Bone marrow-resident memory T cells survive pretransplant chemotherapy and contribute to early immune reconstitution of patients with acute myeloid leukemia given mafosfamide-purged autologous bone marrow transplantation

Objective Studies of memory T cells transferred with the graft are relevant to better understand the early immune reconstitution of patients given autologous bone marrow transplantation (A-BMT).

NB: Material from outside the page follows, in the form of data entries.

PR #27, opened 2022-03-25
Fix fee calculation of NativeScript transaction

siegfried:


SebastienGllmt (approved):

SebastienGllmt:
nit: rename the comment in `count_needed_vkeys` from "minting keys" -> "native script keys"

nit: you can rename `get_mint_scripts` to `get_native_scripts`. It's fine to make breaking changes

siegfried:
Updated. Also, how about adding a `set_vkey_number()` to `TransactionBuilder`? For 1/10 multi-sig transaction, the fee is calculated with 10 keys whereas 1 key is enough. Users could use this method to set the count explicitly when it is possible to apply a minimum fee.

SebastienGllmt:
@siegfried you can't implement a `set_vkey_number` without also adding an equivalent function in the dApp connector spec, otherwise wallets won't know to shrink the tx fee using the same technique so the fee will be wrong

siegfried:
I can do that when I have time, maybe in another PR if you want to merge this.

SebastienGllmt (approved):
Merging for now. Other tasks can be done as follow-up

PR #29, opened 2022-03-28
Add witness builder

SebastienGllmt:
This is the same witness builder PR I made to serialization-lib that never got merged


SebastienGllmt:
Merged since this was reviewed previously when submitted to CSL

PR #30, opened 2022-03-28
Add as_ conversions to the Address struct

SebastienGllmt:
Currently you can convert between address types doing, for example, `RewardAddress.from_address(...)`

A design philosophy during the CSL days was there should only be one way to do this. This was to avoid duplication of work when converting Yoroi code to Yoroi Mobile code which required native bindings.

However, this limitation is no longer required so we should add useful helper functions like this


rooooooooob (approved):
LGTM

PR #31, opened 2022-03-28
Rename project

SebastienGllmt:
Note: this may conflict with open PRs because it renames the Flow file


doc/conf.py
```diff
@@ -21,9 +21,9 @@
 
 # -- Project information -----------------------------------------------------
 
-project = 'cardano-serialization-lib Documentation'
-copyright = '2020, EMURGO'
-author = 'EMURGO'
+project = 'cardano-multiplatform-lib Documentation'
+copyright = '2020, dcSpark'
```
nicarq, line 25: maybe we could do 2022 🤔

PR #32, opened 2022-03-31
Fix: nint deserialization below i64::MIN

SebastienGllmt:
Port of https://github.com/Emurgo/cardano-serialization-lib/pull/392


rooooooooob (approved):
It'd be reviewing my own PR but if you're fine with the code changes then it LGTM. It's a small change anyway and has test cases.

PR #33, opened 2022-03-31
PointerAddress support for >u32::MAX

SebastienGllmt:
This is a port of https://github.com/Emurgo/cardano-serialization-lib/pull/367


rooooooooob (approved):
I'll do a global change for TransactionIndex/CertificateIndex in a new PR since I think we'll find those on-chain in other places besides pointer addresses too.

PR #35, opened 2022-03-31
Dcspark/auto json to ts

SebastienGllmt:
This is a port of https://github.com/Emurgo/cardano-serialization-lib/pull/345

This one has some merge conflicts though. I did some cleanup so hopefully it shouldn't be too bad


rooooooooob (approved):
I fixed some issues where scripts/files were still referring to cardano-serialization-lib + removed some unneeded build dependencies I forgot to remove before from the main Cargo.toml.

PR #41, opened 2022-04-06
Clippy fixes part 1

SebastienGllmt:
Once we do the regeneration, we want to make sure the code generated conforms to both `clippy` and `cargo fmt` so that we don't have to disable these tools for the repo.

However, that means we also have to fix clippy errors on the non-generated part of the codebase as well. This PR makes progress towards this, but definitely doesn't fix all issues (I decided to stop here because otherwise the PR would get too big and it's probably already a bit too big)

### DIFF
--- a/rust/pkg/cardano_multiplatform_lib.js.flow
+++ b/rust/pkg/cardano_multiplatform_lib.js.flow
@@ -815,10 +815,10 @@ declare export class BigInt {
   as_int(): Int | void;
 
   /**
-   * @param {string} text
+   * @param {string} string
    * @returns {BigInt}
    */
-  static from_str(text: string): BigInt;
+  static from_str(string: string): BigInt;
 
   /**
    * @returns {string}
@@ -7134,6 +7134,11 @@ declare export class TransactionUnspentOutputs {
    * @returns {TransactionUnspentOutputs}
    */
   static new(): TransactionUnspentOutputs;
+
+  /**
+   * @returns {boolean}
+   */
+  is_empty(): boolean;
 
   /**
    * @returns {number}
--- a/rust/src/plutus.rs
+++ b/rust/src/plutus.rs
@@ -572,7 +572,7 @@ pub enum RedeemerTagKind {
 }
 
 #[wasm_bindgen]
-#[derive(Clone, Debug, Eq, Ord, PartialEq, PartialOrd, Hash, serde::Serialize, serde::Deserialize, JsonSchema)]
+#[derive(Copy, Clone, Debug, Eq, Ord, PartialEq, PartialOrd, Hash, serde::Serialize, serde::Deserialize, JsonSchema)]
 pub struct RedeemerTag(RedeemerTagKind);
 
 to_from_bytes!(RedeemerTag);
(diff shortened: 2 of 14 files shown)


rust/src/plutus.rs
```diff
@@ -572,7 +572,7 @@ pub enum RedeemerTagKind {
 }
 
 #[wasm_bindgen]
```
rooooooooob, line 574: A lot of `plutus.rs` was code-generated originally but it's juts one line so it should be fine. `Copy` is a bit weird since it doesn't mean much from wasm (you till get memory freeing when passed by value like we got with `BigNum` iirc) and this class won't exist in rust (since we can use enums directly without needing to wrap them for wasm restrictions) after the regeneration.

rust/src/utils.rs
```diff
@@ -163,13 +163,18 @@ impl Deserialize for TransactionUnspentOutput {
 }
 
 #[wasm_bindgen]
-#[derive(Clone, Debug)]
+#[derive(Clone, Debug, Default)]
```
rooooooooob, line 166: just FYI we're getting rid of these Vec-wrapper types outside of the wasm bindings in general since they were only needed due to `wasm_bindgen` restrictions. Although this struct would still need to exist, we'll just be moving it to the wasm bindings crate.

rust/src/utils.rs
```diff
@@ -194,13 +199,22 @@ pub struct BigNum(u64);
...
+
 #[wasm_bindgen]
 impl BigNum {
     // Create a BigNum from a standard rust string representation
+    #[allow(clippy::should_implement_trait)]
     pub fn from_str(string: &str) -> Result<BigNum, JsError> {
-        string.parse::<u64>()
-            .map_err(|e| JsError::from_str(&format! {"{:?}", e}))
-            .map(BigNum)
+        // have to redefine so it's visible in WASM
```
rooooooooob, line 216: Won't we be getting rid of this struct in general and just be using `u64` when we drop flow support?

rooooooooob (approved):
LGTM now

rust/pkg/cardano_multiplatform_lib.js.flow
```diff
@@ -815,10 +815,10 @@ declare export class BigInt {
   as_int(): Int | void;
 
   /**
-   * @param {string} text
```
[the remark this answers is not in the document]
SebastienGllmt: We used string in other places so I was just unifying the identifiers. This wasn't a clippy thing.
However, you have a point that it's not great and we can unify all the places to use something other than string as the name

rust/src/utils.rs
SebastienGllmt: Yes, but I just wanted to silence the clippy warning anyway

rust/pkg/cardano_multiplatform_lib.js.flow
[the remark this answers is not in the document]
rooooooooob: @SebastienGllmt  Any suggestions? A lot of these are probably going to be involved in the regeneration (not this class though I hand-wrote it) so if we can settle on one now I can update cddl-codegen to use that.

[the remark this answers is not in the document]
SebastienGllmt: Nah, I think you're right that probably calling it anything other than "string" is fine

PR #44, opened 2022-04-06
Expose get address header

SebastienGllmt:
We used to treat the header as an internal implementation detail, but this would be useful to export for indexers

### DIFF
--- a/rust/pkg/cardano_multiplatform_lib.js.flow
+++ b/rust/pkg/cardano_multiplatform_lib.js.flow
@@ -349,9 +349,12 @@ declare export var StakeCredKind: {|
 |};
 
 /**
+ * Careful: this enum doesn't include the network ID part of the header
+ * ex: base address isn't 0b0000_0000 but instead 0b0000
+ * Use `header_matches_kind` if you don't want to implement the bitwise operators yourself
  */
 
-declare export var AddressHeader: {|
+declare export var AddressHeaderKind: {|
   +BasePaymentKeyStakeKey: 0, // 0
   +BasePaymentScriptStakeKey: 1, // 1
   +BasePaymentKeyStakeScript: 2, // 2
@@ -456,6 +459,13 @@ declare export class Address {
    * @returns {number}
    */
   header(): number;
+
+  /**
+   * @param {number} header
+   * @param {number} kind
+   * @returns {boolean}
+   */
+  static header_matches_kind(header: number, kind: number): boolean;
 
   /**
    * @returns {Uint8Array}
--- a/rust/pkg/cardano_multiplatform_lib.js.flow
+++ b/rust/pkg/cardano_multiplatform_lib.js.flow
@@ -409,6 +409,11 @@ declare export class Address {
   static from_json(json: string): Address;
 
   /**
+   * @returns {number}
+   */
+  header(): number;
+
+  /**
    * @returns {Uint8Array}
    */
   to_bytes(): Uint8Array;
--- a/rust/pkg/cardano_multiplatform_lib.js.flow
+++ b/rust/pkg/cardano_multiplatform_lib.js.flow
@@ -351,6 +351,23 @@ declare export var StakeCredKind: {|
 /**
  */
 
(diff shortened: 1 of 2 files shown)


rust/src/address.rs
```diff
@@ -307,39 +307,45 @@ impl JsonSchema for Address {
...
+            AddrType::Ptr(ptr) => 0b0100_0000
+                               | ((ptr.payment.kind() as u8) << 4)
+                               | (ptr.network & 0xF),
+            AddrType::Enterprise(enterprise) => 0b0110_0000
+                               | ((enterprise.payment.kind() as u8) << 4)
+                               | (enterprise.network & 0xF),
+            AddrType::Reward(reward) => 0b1110_0000
+                                | ((reward.payment.kind() as u8) << 4)
+                                | (reward.network & 0xF),
+            AddrType::Byron(_) => 0b1000,
```
rooooooooob, line 324: 0b1000 are bits 7-4 so this should at least be 0b1000_0000. The explanation in `alonzo.cddl` doesn't mention network ID for byron addresses but they're the lower bits in other address types. Can you not use them outside of mainnet or was that just an omission in that header documentation? Do they map the old protocol magic to Shelley+ equivalents?

```
; shelley payment addresses:
; bit 7: 0
; bit 6: base/other
; bit 5: pointer/enterprise [for base: stake cred is keyhash/scripthash]
; bit 4: payment cred is keyhash/scripthash
; bits 3-0: network id
;
; reward addresses:
; bits 7-5: 111
; bit 4: credential is keyhash/scripthash
; bits 3-0: network id
;
; byron addresses:
; bits 7-4: 1000

; 0000: base address: keyhash28,keyhash28
; 0001: base address: scripthash28,keyhash28
; 0010: base address: keyhash28,scripthash28
; 0011: base address: scripthash28,scripthash28
; 0100: pointer address: keyhash28, 3 variable length uint
; 0101: pointer address: scripthash28, 3 variable length uint
; 0110: enterprise address: keyhash28
; 0111: enterprise address: scripthash28
; 1000: byron address
; 1110: reward account: keyhash28
; 1111: reward account: scripthash28
; 1001 - 1101: future formats
```

rooooooooob (changes requested):

rust/pkg/cardano_multiplatform_lib.js.flow
```diff
@@ -348,6 +348,23 @@ declare export var StakeCredKind: {|
   +Script: 1, // 1
 |};
 
+/**
+ */
+
+declare export var AddressHeader: {|
+  +BasePaymentKeyStakeKey: 0, // 0
```
SebastienGllmt, line 355: The values generated by Flow here are actually wrong (Typescript is correct)

Just another reason to drop Flow :/

rooooooooob: with wasm_bindgen/flow you should never be using the actual integer value of an enum. it doesn't matter what you do it always sets them to 0, 1, ... etc. I had assumed this was just a wasm_bindgen thing and that typescript was affected as well (since flow is generated from that) but that's good to know that typescript retains the explicit enum values.

rooooooooob (approved):
LGTM now

rust/src/address.rs
```diff
@@ -302,44 +302,95 @@ impl JsonSchema for Address {
     fn is_referenceable() -> bool { String::is_referenceable() }
 }
 
+#[wasm_bindgen]
+#[derive(Clone, Debug, Eq, Ord, PartialEq, PartialOrd)]
```
rooooooooob, line 306: It might be good to leave a comment here though that you shouldn't == against the header and should instead & or else the network ID could get in the way.

SebastienGllmt: Yeah you're right, this felt like a footgun so I changed the way this works a bit

rooooooooob (approved):
I think that's good now with that change/comment, as long as we drop flow support before we release 1.0.0 (so they don't think that 0, 1, 2.. etc mean anything)

PR #45, opened 2022-04-08
TxBuilder rewrite: certificates (partial)

SebastienGllmt:
The current tx builder doesn't support Plutus at all and barely supports native scripts (only through a hacky solution)

We need to annotate every step of the tx builder with information about scripts to properly build the transaction and estimate the fee. We could do this in the same style as we've done historically (just add a bunch of `set_` functions), but this is already near-unusable levels of uglyness so I'm thinking of rewriting all the set functions as builders so that we can isolate complexity of individual parts of a transaction (such as certificates) into their own builds and the main builder is just there to aggregate the data

In this PR, I wrote the CertificateBuilder, but I didn't connect it to the main tx builder. This is because if I did that, I would be stuck refactoring a huge amount of code and this PR is already big enough. Probably the best path forward is to rewrite all the chunks into these kinds of builders, then do a PR that connects them all together.

### DIFF
--- a/rust/src/builders/certificate_builder.rs
+++ b/rust/src/builders/certificate_builder.rs
@@ -39,6 +39,8 @@ pub fn add_cert_vkeys(cert_enum: &Certificate, vkeys: &mut HashSet<Ed25519KeyHas
     Ok(())
 }
 
+/// Check if the script hash matches the one in the certificate
+/// If the certificate does not require the script to sign the transaction, Ok(false) is returned
 fn check_cert_script_hash(cert_enum: &Certificate, expected_hash: &ScriptHash) -> Result<bool, JsError> {
     match &cert_enum.0 {
         // stake key registrations do not require a witness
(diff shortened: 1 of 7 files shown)


rust/src/builders/certificate_builder.rs
```diff
@@ -0,0 +1,122 @@
...
+        add_cert_vkeys(&self.cert, &mut vkey_set)?;
+        Ok(CertificateBuilderResult {
+            cert: self.cert.clone(),
+            aggregate_witness: InputAggregateWitnessData::Vkeys(vkey_set.clone()),
+        })
+    }
+
+    pub fn native_script(&self, native_script: &NativeScript) -> Result<CertificateBuilderResult, JsError> {
+        let expected_hash = native_script.hash(ScriptHashNamespace::NativeScript);
+        check_cert_script_hash(&self.cert, &expected_hash)?;
```
rooooooooob, line 106: Will we need the `Ok(bool)` return type in other spots?

rooooooooob (commented):
>so I'm thinking of rewriting all the set functions as builders so that we can isolate complexity of individual parts of a transaction (such as certificates) into their own builds and the main builder is just there to aggregate the data

I agree. The API has been getting more and more difficult to understand and that would help a lot. As would breaking it into phases when necessary like that witness builder that you started in cardano-serialization-lib.

rust/src/builders/certificate_builder.rs
SebastienGllmt: Ah, I forgot to used the variable. My bad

A critical question is whether memory T cells resident in bone marrow (BM) of patients with hematological malignancies are resistant to either pretransplant chemotherapy or ex vivo pharmacological purging. Patients and methods To address these issues, we evaluated the frequency of tetanus-toxoid (TT)-specific proliferating T-cell precursors (TT-PTCp) in BM and peripheral blood (PB) of eight patients with acute myeloid leukemia (AML) given A-BMT after in vitro purging of BM with mafosfamide. Patients were studied at the time of BM harvesting and five of them also after A-BMT. Results The range of TT-PTCp frequencies found after A-BMT were comparable with those observed in PB and in BM at the time of harvesting and did not differ significantly from those of eight age-matched healthy subjects who donated BM for a human leukocyte antigen-identical sibling. TT-PTCp frequencies in BM, studied before and after ex vivo purging, appeared not to be affected by incubation with mafosfamide. We also compared the T-cell receptor (TCR)-Vβ-repertoire usage of TT-specific T-cell lines (TT-TCL) in BM of patients at the time of harvesting and in their PB 2 months after transplantation. The same TCR-clonotypes were detected in TT-TCL at time of harvesting and after A-BMT. Conclusion These data indicate that BM-resident memory T cells of patients with AML are resistant to both pretransplant chemotherapy and ex vivo pharmacological purging and may contribute to immune reconstitution after A-BMT.